Por otra parte, una de las consecuencias del calentamiento global es el fundido de glaciares y del permafrost de las tundras y ecosistemas forestales boreales fríos del planeta —que durante las últimas décadas registran incrementos promedios de temperatura 2 o 3 Centígrados por encima del incremento medio global. El permafrost es la denominación geológica de suelo orgánico cuya temperatura se mantiene permanentemente por debajo de los cero grados Celsius, constituido de la materia orgánica que tundras y bosques boreales fríos no alcanzan a reciclar durante primavera y verano, acumulándolo año tras año durante los inviernos. Así, el permafrost forma depósitos de unos cuantos hasta cientos de metros de espesor y profundidad. Por consiguiente, es un inmenso almacén de carbono (CO2) y de metano (CH4). Presente masivamente en Alaska, norte de Canadá y Siberia, el permafrost ocupa alrededor de 20% de la superficie terrestre del planeta. Durante los últimos treinta años, un área más grande que Francia y Alemania juntas se encuentra en proceso de fundirse después de haber permanecido miles o decenas de miles de años congelado.
El fundido del permafrost propicia problemas de soporte a infraestructuras (carreteras, puentes, zonas urbanas) asentadas en él, pero su principal impacto adverso es que tiene un «efecto dominó» multiplicador del calentamiento global. Porque, al fundirse, libera el carbono almacenado en su materia orgánica, en forma de CO2 y CH4, gases de efecto invernadero que incrementan el calentamiento global, lo que acelera el fundido de más permafrost, que libera todavía más CO2 y CH4. Círculo vicioso que amplifica la velocidad del calentamiento global.
Además, el permafrost es un reservorio de virus y bacterias del pasado que llevan mucho tiempo congelados (cientos, miles, decenas de miles de años, o más) y que pueden resurgir con ataques hasta ahora desconocidos a flora, fauna y humanos. Un ejemplo reciente, 2016, fue el brote de ántrax (provocado por la bacteria Bacilus anthracis) por fundido de una capa de permafrost que liberó la carcasa de un reno contaminado, de donde pasó a renos y a humanos que los pastorean. Desde este punto de vista, el permafrost es una suerte de «caja de Pandora» de gérmenes potencialmente patógenos. Las proyecciones científicas sobre el cambio climático indican que 50% del permafrost podría fundir hacia 2050 y, hacia fines de siglo, 90%.

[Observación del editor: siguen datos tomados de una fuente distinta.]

PR #822, opened 2016-01-13
PCHR-787: Dashboard (Layout fixes)

AkA84:
#### Problem
The main section of the `.crh_page` component doesn't have any style in place that prevents it getting stretched to cover the full available space on the user's screen, resulting on its content getting distorted

before

#### Solution
We're using Bootstrap grid system, but in order to achieve, on medium/large viewports, the layout shown [in the design](https://projects.invisionapp.com/share/M34QCER6H#/screens), we need to override/change things a bit:

* The `.chr_page__main` element must be centered and have a specific `max-width` (`1004px`)
* The first column must have a specific `max-width` (`183px`)
* The second column, on a custom breakpoint (see next point), must spread to the full width and drop the `float`, so that `.chr_page__main` can correctly be centered on the available space
* Unfortunately the layout broke in a small interval between Bootstrap's large breakpoint (`1200px`) and a seemingly arbitrary width (around `1240px`). I didn't see any specific math behind it that I could trace back to the widths defined above, it must be because of layout change with a fixed + fluid column. To address the issue then, a custom breakpoint `$crm-page-breakpoint-min` was added

The result:
after

Example from large to small viewport is below (ignore the inner elements breaking, they're not responsive yet). A `padding-left` was also added for small viewports in order to center `.chr_page__main`.

shrink-test

---

#### Problem
The dashboard looks completely broken in IE (sorry, no screenshot)

#### Solution
Turns out that IE, not wanting to disappoint, doesn't support the `initial` value which was used to revert some styles applied by the CiviCRM css. Using specific values which match the initial values solves the problem


org.civicrm.bootstrap/scss/overrides/reset/_civicrm.scss
```diff
@@ -3,20 +3,20 @@
     #{$bootstrap-namespace} {
 
         h3 {
-            background-color: initial;
```
Agares4: A comment here saying that `initial` is not supported by IE and these are the initial values would be helpful, I think.

org.civicrm.bootstrapcivicrm/scss/components/_page.scss
```diff
@@ -3,23 +3,45 @@
...
+                    max-width: $crm-page-sidebar-max-width + $grid-gutter-width;
+                }
             }
         }
 
+        // On medium/large viewports the main block must
+        // be centered and should not stretch after a certain point
+        .crm_page__main {
+            margin: 0 auto;
+            max-width: $crm-page-main-max-width;
```
Agares4: Why not use a media query here?

org.civicrm.bootstrap/scss/overrides/reset/_civicrm.scss
AkA84: Right, will do

org.civicrm.bootstrapcivicrm/scss/components/_page.scss
AkA84: Not sure what you mean, this rule is inside already in a media query
```scss
@media (min-width: $screen-md-min) {
```

Agares4: Yup, but if it could be in another media query, like: 

    @media (min-width: $crm-page-main-max-width) {
         width: $crm-page-main-max-width;
         margin: 0 auto;
     }

I think this way it would better show what you're intending to do (and therefore the comment wouldn't be needed).

AkA84: I think that media query is a bit incorrect :smile:

Even if applied, it would mean that those rules would be applied to a viewport only `180px` wide, which is obviously not what we want to do here.

Instead what we want to do is to make the first column wide max `180px` but only for medium to large viewports, which is what `@media (min-width: $screen-md-min) {` accomplishes

Agares4: Okay, so it appears that I misunderstood your code. Nevermind :)

Agares4:
Approved

PR #824, opened 2016-01-14
PCHR-262: Apply reports style to all reports pages

AkA84:
#### Problem
The sliders in the new *Leave and Absences* report page are not styled

before

#### Solution
It was because the reports page style were applied to an hardcoded list of `<body>` classes, so the new page wasn't included in the list. To fix the problem a more generic class selector was used

after


kkalamarski:
Is it intentional that slider in solution has so big padding applied?

AkA84:
Yes is to make sure that there is space between the chart and the slider:

example

Nevermind that in the solution screenshot there is no chart, I didn't bother setting up one

kkalamarski:
Sure, then Approved

PR #825, opened 2016-01-15
PCHR-621: Fixed absence period name

Agares4:
Problem: In "Contact Summary" the name of absence period was mangled (eg. "this_year" instead of "this year").
Solution: Used "title" property of the period, instead of "name" (which is machine friendly version of "title").


AkA84:
Approved

PR #830, opened 2016-01-22
PCHR-800 - Matching job contract and job role at import 

Agares4:
Job role couldn't be imported before.
1. Changed type of job role's `start_date` and `end_date` from `TIMESTAMP` to `DATETIME`
2. Import now uses HrJobRole instead of the (not used anymore) HrJobContractRole
3. All fields appear on the list of fields to import (before, if there were fields with the same name in different entities, only one of them would appear)


coldrunKacper:
Approved.

PR #832, opened 2016-01-26
PCHR-791: Fixed length of service for end_date in the future

Agares4:
Fixed length of service in case of end_date of primary contract that is in the future.
Also fixed display issues (now the duration is rounded properly).


contactsummary/js/src/contact-summary/controllers/keyDetails.js
```diff
@@ -42,11 +42,38 @@ define([
     // Private Members //
     /////////////////////
 
+    function formatDuration(duration) {
```
AkA84: Comment the function

contactsummary/js/src/contact-summary/controllers/keyDetails.js
```diff
@@ -42,11 +42,38 @@ define([
...
+        var texts = [],
+            days = duration.days(),
+            months = duration.months(),
+            years = duration.years();
+
+        if (years > 0) {
+            texts.push(years + " years");
```
AkA84: Aren't these `years`, `months`, `days` more appropriate for the view layer? Shouldn't you use a `ng-if` directive on the template?

Agares4: You mean returning: {years: 12, months: 34, days: 56} from here, and then using ng-if in the view?

AkA84: Yes, it makes more sense to put the labels in the view

Agares4: Ok, will do

AkA84:
Approved

PR #834, opened 2016-01-27
PCHR-805: Fixed normalisation of Life Insurance Providers

Agares4:
A fix for a bug introduced in my fix for PCHR-805. Life Insurance Provider ID was not normalised correctly.


coldrunKacper:
Approved

PR #837, opened 2016-02-02
PCHR-823: differentiated fields from different entities in the UI

Agares4:
Added headers in the selects in "MapField" step of job contract import.


coldrunKacper:
Approved.

PR #839, opened 2016-02-03
PCHR-517: Fixed handling of required fields

Agares4:
Now the required fields are checked correctly, and if they're missing an error is reported.


coldrunKacper:
Approved.

PR #840, opened 2016-02-03
PCHR-817: cancelled leaves on calendar

nishant-bhorodia:
This PR removes the "cancelled" leaves from Calendars.


coldrunKacper:
Approved.

Issue #103, opened 2026-09-01
AES LightEngine CFB Mode


officialfrancismendoza:
Continuing with the aes-lowmemory crate, implement CFB mode

PR #101, opened 2026-09-01
AES-lightengine CBC mode

officialfrancismendoza:
Continuing to build upon our low memory derivative of AES, CBC functionality and associated tests must be implemented. Added CBC mode, associated test vectors, and special CLI commands to test specific CBC variations. Continuing building upon the low memory derivative of AES, based on changes in (#98, #99) for AES lowmemory (#100).

Issue #100, opened 2026-08-31
AES LightEngine CBC Mode


officialfrancismendoza:
AES-CBC functionality based off of individual AES lowmemory crate (#98, #99)

officialfrancismendoza:
Merged to release/0.1.3alpha as of #101

Issue #98, opened 2026-08-31
AES Low-Memory


officialfrancismendoza:
A constant-time AES Low-Memory implementation. Also important preliminary step to add modes in a meaningful way, including GCM.

officialfrancismendoza:
Merged to release/0.1.3alpha as detailed in PR #99, so closing

PR #111, opened 2026-09-02
Part 6: Revamped AES Lightengine CFB mode from core API tweaks

officialfrancismendoza:
Building upon previous work on aes-lowmemory derivative crate (#98, #99) and CBC mode compatible with the aes-lowmemory derivative (#100, #101); specifically to implement **AES CFB mode** for the new aes-lowmemory crate and factoring in the new changes to the core API design.

This feature branch implements the lowmemory derivative of AES, with its corresponding CFB mode (#103), to be compatible with the new BlockCipherEncryptor / BlockCipherDecryptor split and BlockPermutation.


dghgit (approved):
Sanity check passed, ACVP passed.

Fabel 5.1 audit, passed.

officialfrancismendoza:
@dghgit checked post force-push, seems fine.

dghgit (approved):
There is an issue with this one, but we cannot address it just yet. CFB is actually a StreamCipher, so while the expression of the mode here is correct, the way it's having to be used isn't. We'll deal with that this week.

dghgit:
Now on  #113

Las consecuencias adversas derivadas de las transgresiones humanas a procesos de la biosfera —en este caso pérdida de biodiversidad, degradación de ecosistemas y perturbación del ciclo biogeoquímico del carbono (cambio climático)— se acrecientan e incrementan nuestra preocupación y la urgencia por frenar el frenesí de los patrones de consumo y producción impuestos por esta civilización industrial, basada en la quema intensiva de combustibles fósiles y en la destrucción de la naturaleza.
Mientras tanto, en México el gobierno federal abandona, en la práctica, el Acuerdo de París (refinería en Dos Bocas, intensificación del uso del carbón en termoeléctricas, desprecio por las fuentes renovables de energía) y amplifica las presiones sobre la biodiversidad y la degradación de ecosistemas (debilitamiento extremo del sector ambiental, «Sembrando Vida», Tren Maya, Transístmico). Sufrimos —y sufriremos mucho más las próximas semanas— las consecuencias de la engreída miopía presidencial ante la pandemia del coronavirus. A 27 días del primer caso registrado en México, el 24 de marzo sumaban ya 405. Si el gobierno federal no impone medidas preventivas fuertes, se mantendrá la tendencia exponencial del crecimiento de contagios. Extrapolándola, esta curva arroja cifras preocupantes: superar los mil casos para el 30 de marzo y avanzar a decenas de miles para el 15 de abril…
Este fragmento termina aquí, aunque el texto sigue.